■ **ACTION ITEM**
Taking each line of the records in turn, count those containing "reused" and report only the number.
=== Begin Enclosure ===
PR #326, opened 2018-01-29
Fix #323 - Add date range limit to date pickers.

### LINKED ISSUE #323: Set proper date range values for start and end date
#### Software versions 
Briefcase vv1.8.0-227-gbebd3f5, Java v1.8, Ubuntu, Aggregate v1.x.x, Collect v1.x.x...

#### Problem description
There is no restriction of the date range values in the start date and end date datepickers.

Open any datepicker.

#### Expected behavior
The start date should not exceed current date and when a particular start date is selected, the end date values less than the start date should be disabled instead of giving an error message afterwards.

#### Other information 
Set appropriate date range in the DatePickerProperties.

Can I work on this issue?

mayank8318:
Closes #323 

Built and ran the program.

It is best to disable end date till you enter start date, thus eliminating one logical error.

I tested for all possible logical scenarios that I could think of and it works.

### DIFF
--- a/src/org/opendatakit/briefcase/ui/export/components/ConfigurationPanelForm.java
+++ b/src/org/opendatakit/briefcase/ui/export/components/ConfigurationPanelForm.java
@@ -15,14 +15,13 @@
  */
 package org.opendatakit.briefcase.ui.export.components;
 
-import static org.opendatakit.briefcase.ui.ODKOptionPane.showErrorDialog;
 import static org.opendatakit.briefcase.ui.StorageLocation.isUnderBriefcaseFolder;
 import static org.opendatakit.briefcase.ui.reused.FileChooser.directory;
 import static org.opendatakit.briefcase.ui.reused.FileChooser.file;
 import static org.opendatakit.briefcase.util.FileSystemUtils.isUnderODKFolder;
 
 import com.github.lgooddatepicker.components.DatePicker;
-import com.github.lgooddatepicker.zinternaltools.DateChangeEvent;
+
 import java.awt.Component;
 import java.awt.FlowLayout;
 import java.awt.GridBagConstraints;
@@ -42,7 +41,6 @@ import javax.swing.JLabel;
 import javax.swing.JPanel;
 import javax.swing.JTextField;
 
-import org.opendatakit.briefcase.ui.MessageStrings;
 import org.opendatakit.briefcase.ui.reused.FileChooser;
 import org.opendatakit.briefcase.util.StringUtils;
 
@@ -89,28 +87,16 @@ public class ConfigurationPanelForm extends JComponent {
         buildPemFileDialog().choose().ifPresent(file -> setPemFile(Paths.get(file.toURI())))
     );
     pemFileClearButton.addActionListener(__ -> clearPemFile());
-    startDatePicker.addDateChangeListener(event -> {
-      if (!isDateRangeValid()) {
-        startDatePicker.closePopup();
-        startDatePicker.clear();
-        showError(MessageStrings.INVALID_DATE_RANGE_MESSAGE, "Export configuration error");
-      } else
-        onSelectStartDateCallbacks.forEach(consumer -> consumer.accept(extractDate(event)));
-    });
-    endDatePicker.addDateChangeListener(event -> {
-      if (!isDateRangeValid()) {
-        endDatePicker.closePopup();
-        endDatePicker.clear();
-        showError(MessageStrings.INVALID_DATE_RANGE_MESSAGE, "Export configuration error");
-      } else
-        onSelectEndDateCallbacks.forEach(consumer -> consumer.accept(extractDate(event)));
-    });
-  }
 
-  private boolean isDateRangeValid() {
-    LocalDate startDate = startDatePicker.getDate();
-    LocalDate endDate = endDatePicker.getDate();
-    return startDate == null || endDate == null || startDate.isBefore(endDate);
+    startDatePicker.addDateChangeListener(event -> {
+      endDatePicker.getSettings().setDateRangeLimits(event.getNewDate(), null);
+      onSelectStartDateCallbacks.forEach(consumer -> consumer.accept(event.getNewDate()));
+    });
+
+    endDatePicker.addDateChangeListener(event -> {
+      startDatePicker.getSettings().setDateRangeLimits(null, event.getNewDate());
+      onSelectEndDateCallbacks.forEach(consumer -> consumer.accept(event.getNewDate()));
+    });
   }
 
   @Override
@@ -184,10 +170,6 @@ public class ConfigurationPanelForm extends JComponent {
     onSelectEndDateCallbacks.add(callback);
   }
 
-  protected void showError(String message, String title) {
-    showErrorDialog(container, message, title);
-  }
-
   private void createUIComponents() {
     // Custom creation of components occurs inside the constructor
   }
@@ -226,14 +208,6 @@ public class ConfigurationPanelForm extends JComponent {
     return Optional.ofNullable(textField.getText())
         .filter(StringUtils::nullOrEmpty)
         .map(path -> Paths.get(path).toFile());
-  }
-
-  private static LocalDate extractDate(DateChangeEvent event) {
-    return event.getNewDate() != null ? LocalDate.of(
-        event.getNewDate().getYear(),
-        event.getNewDate().getMonthValue(),
-        event.getNewDate().getDayOfMonth()
-    ) : null;
   }
 
   /**
--- a/test/java/org/opendatakit/briefcase/ui/export/components/ConfigurationPanelTest.java
+++ b/test/java/org/opendatakit/briefcase/ui/export/components/ConfigurationPanelTest.java
@@ -17,6 +17,7 @@ package org.opendatakit.briefcase.ui.export.components;
 
 import static org.hamcrest.Matchers.is;
 import static org.hamcrest.Matchers.not;
+import static org.junit.Assert.assertFalse;
 import static org.junit.Assert.assertThat;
=== End Enclosure ===
■ **SOLUTION TO THIS TASK**
3